A major challenge to identifying the level of maternal care using the AHA survey is that the AHA survey has limited information about the qualifications and presence of specific staff required to discriminate between maternal levels of care. The AHA includes obstetricians in the count of primary care physicians, which prevents the survey from identifying hospitals with 24-h in-house obstetrician coverage. The survey does not provide information about maternal–fetal medicine subspecialists which is needed to distinguish level II from level III services. The inability to measure presence of obstetricians and obstetrical subspecialists may be why this study found a lower proportion of hospitals overestimating their level of service than was found in the CDC Levels of Care Validation Pilot [21] Amending the AHA Annual Survey to include a question about the number of laborists employed by the hospital may help provide the needed level of discrimination and would align with the existing questions about the number of hospitalists and intensivists employed.

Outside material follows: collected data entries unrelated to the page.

Issue #154, opened 2020-04-02
List of required latex packages?


MichaelClerx:
I've got a lot on my system already, so can't give a full list, but had to install

- latexmk
- fncychap
- tabulary 
- tocloft

to get the pdf docs to build

hsorby:
These are all the packages that I had to install from a minimal installation of ``BasicTex`` on macOS (using the ``tlmgr`` application):

- latexmk
- fncychap
- titlesec
- tabulary
- varwidth
- framed
- wrapfig
- capt-of
- needspace
- tocloft
- textgreek
- babel-greek
- greek-fontenc
- cbfonts
- courier
- helvetic
- fontspec

Not sure if that last one helped me out. I also had to install some fonts for the ``xelatex`` that we use for UTF-8 support

- FreeSans
- FreeSerif
- FreeMono

MichaelClerx:
Those fonts are in
- texlive-gnu-freefont
if you're using texlive

MichaelClerx:
Should we incorporate this info into README.md ?

agarny:
I guess it wouldn't harm. (I remember also having problems at the beginning and ended up installing everything from texlive.)

PR #294, opened 2020-04-17
Updated requirements and gitignore file.

### LINKED ISSUE #293: Requirements file
- Seems we need at least sphinx 2 now to compile the PDF, but not sphinx 3, as that creates an issue with `sphinx-hoverxref`. So... `sphinx>2<3` ?
- I needed a `pip install sphinx_rtd_theme` as well

MichaelClerx:
Closes #293.

With these (and #154) it works for me in a virtual environment

### DIFF
--- a/.gitignore
+++ b/.gitignore
@@ -1,3 +1,4 @@
 .vscode/
 .DS_Store
 build/
+venv/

The AHA Annual Survey Data allowed identification of many of the physical resources included in the maternal levels of care but could not distinguish the timeliness of care provision. For example, the survey clearly identifies which hospitals have CT Scan and MRI machines, but does not distinguish between those that can perform an immediate scan in the middle of the night from those that operate the equipment during a daily schedule. We tested variables such as presence of an emergency department or the number of full-time radiology technicians, but nearly all hospitals reported these resources preventing them from being useful measures of level of care. The one exception to this problem was immediate availability of an echocardiogram. Because the echocardiogram must be read by a cardiologist, variables that indicated the presence of cardiology intensivists, presence of a closed cardiac intensive care unit, and the number of cardiac intensivists, provided an estimate of the availability of this service.

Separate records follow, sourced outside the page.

PR #315, opened 2020-04-20
I314 numref hoverxref

### LINKED ISSUE #314: It would be nice to have hoverxref working on all internal links...
At the moment, anything with a `numref` link is not recognised by hoverxref.

kerimoyle:
Closes #314 

... but ... this currently is proof of concept as it requires a branch from the hoverxref repo.  It can be merged now if we're desperate, or we can wait for it to be included in their update.

See change in the requirements file that would need to be reverted.  

Rendered docs are here: https://cellml-specification-dev.readthedocs.io/en/i314_numref_hoverxref/reference/formal_and_informative/specB09.html

### DIFF
--- a/requirements.txt
+++ b/requirements.txt
@@ -1,3 +1,4 @@
 sphinx>2,<3
-sphinx-hoverxref
+git+git://github.com/readthedocs/sphinx-hoverxref.git
+# sphinx-hoverxref
 sphinx_rtd_theme
--- a/requirements.txt
+++ b/requirements.txt
@@ -1,3 +1,3 @@
 sphinx>2,<3
-git+git://github.com/readthedocs/sphinx-hoverxref@releases/tag/0.4b1#egg=sphinx-hoverxref
+git+git://github.com/readthedocs/sphinx-hoverxref@releases/tag/0.4b1
 sphinx_rtd_theme
--- a/requirements.txt
+++ b/requirements.txt
@@ -1,3 +1,3 @@
 sphinx>2,<3
-git+git://github.com/readthedocs/sphinx-hoverxref@releases/tag/0.4b1
+git+git://github.com/readthedocs/sphinx-hoverxref@releases/tag/v0.4b1#egg=sphinx-hoverxref
 sphinx_rtd_theme
--- a/requirements.txt
+++ b/requirements.txt
@@ -1,3 +1,4 @@
 sphinx>2,<3
-git+git://github.com/readthedocs/sphinx-hoverxref.git@master
+# git+git://github.com/readthedocs/sphinx-hoverxref.git@master
+sphinx-hoverxref
 sphinx_rtd_theme
--- a/requirements.txt
+++ b/requirements.txt
@@ -1,3 +1,3 @@
 sphinx>2,<3
-git+git://github.com/readthedocs/sphinx-hoverxref@releases/tag/v0.4b1#egg=sphinx-hoverxref
+git+git://github.com/readthedocs/sphinx-hoverxref@v0.4b1#egg=sphinx-hoverxref
 sphinx_rtd_theme
--- a/requirements.txt
+++ b/requirements.txt
@@ -1,4 +1,3 @@
 sphinx>2,<3
-# git+git://github.com/readthedocs/sphinx-hoverxref.git@master
 sphinx-hoverxref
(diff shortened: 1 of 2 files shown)


kerimoyle:
Hey @hsorby and @agarny ... am I ok to merge this?  The fix has been made in the master repo of the hoverxref site now.

requirements.txt
```diff
@@ -1,3 +1,3 @@
 sphinx>2,<3
-sphinx-hoverxref
+git+git://github.com/readthedocs/sphinx-hoverxref.git@master
```
agarny, line 2: Hmm... not keen on this. `master` seems to be a wip type of branch. So, who knows, it may at some point contain something that could break things for us. You say that they have fixed the issue numref. Is that this commit: https://github.com/readthedocs/sphinx-hoverxref/commit/3558a67e56bf27f08d52425bbcd1d63989c6224e? If so, and if anything, we might want to point to that one rather than `master` itself. However, my preference would on using an official version of sphinx-hoverxref.

kerimoyle: Yes, that's the commit.  I've tried using just the plain `sphinx-hoverxref` requirement in the file, and it didn't seem to be building it in properly (either that or the cache clearing / readthedocs wiping wasn't being very thorough?).  I'm not sure what the "official" sphinx-hoverxref would point to other than the master branch though?

kerimoyle: I guess I could ask when the next release will be (seems to be quite frequently) so then we can tie it to a tag - that's probably cleaner?

agarny: The official sphinx-hoverxref version is `0.3b1` (as confirmed by my local copy of sphinx-hoverxref and https://github.com/readthedocs/sphinx-hoverxref/releases). So, yes, ideally we would ask them for a new release with the numref fix and keep using `sphinx-hoverxref` rather than `git+git://github.com/readthedocs/sphinx-hoverxref.git@master` or something else.

kerimoyle: They're aiming for another release next week ... fingers crossed :)

agarny: Great. Ping us again in a week's time. :)

kerimoyle:
Discussion here re getting release version with our changes: https://github.com/readthedocs/sphinx-hoverxref/pull/71

kerimoyle:
New release all done :) @agarny all good now?

requirements.txt
```diff
@@ -1,3 +1,3 @@
 sphinx>2,<3
-sphinx-hoverxref
+git+git://github.com/readthedocs/sphinx-hoverxref@0.4b1#egg=sphinx-hoverxref
```
agarny, line 2: Why use the GitHub version since `sphinx-hoverxref` has been updated to 0.4b1 on PyPI? IOW, the original requirement should be good enough.

kerimoyle: See your earlier point https://github.com/cellml/cellml-specification/pull/315#discussion_r416293885 which is why this PR has been waiting in the first place ... ?

agarny: ?? Back then, the official version of `sphinx-hoverxref` was `0.3b1`, which wasn't working for us, hence indeed my suggestion to use a specific revision of `sphinx-hoverxref` from their GitHub repo (rather than the version on the `master` branch, which might be broken or something while I would expect a release to be fine; as per my [comment](https://github.com/cellml/cellml-specification/pull/315#discussion_r416293885)). Either way, now, the official version of `sphinx-hoverxref` is `0.4b1`, which is what we want. So, I would prefer to use the official version (as per my [original](https://github.com/cellml/cellml-specification/pull/315#discussion_r416293885) and [second](https://github.com/cellml/cellml-specification/pull/315#discussion_r416301541) comments).

kerimoyle: Ah, ok, I get it.  I thought you wanted it pinned to a release.  I'll change it now.

kerimoyle:
Right.... done ... @agarny ?

kerimoyle:
There's no CI on this spec repo??  And it's working fine, see rendered version here: https://cellml-specification-dev.readthedocs.io/en/i314_numref_hoverxref/reference/formal_and_informative/specC01_interpretation_of_imports.html (hover over the numbered links)

agarny:
Oops, my bad, sorry! I was in libCellML mode... 🥴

One limitation of using the AHA to measure hospital level of care is that the variables for intensive care units and presence of health care providers do not allow researchers to distinguish between resources for maternal levels III & IV. The final decision of the team was to collapse these categories for measurement. Collapsing the two categories is likely to be sufficient for most research into risk-appropriate care because hospitals in the level III category have critical care services. Researchers whose work depends on measuring hospitals with level IV services should use a more precise measurement, preferably verified using the CDC Levels of Care Assessment Tool (LOCATe).

Conclusions

This study demonstrated that it is possible to use the American Hospital Association Annual Survey Database to estimate the hospital maternal level of care for research. The method of measurement presented in this study will allow researchers to quantify benefits with risk-appropriate care. In addition, this study identified potential changes to the American Hospital Association Annual Survey that would improve identification of maternal levels of care for research.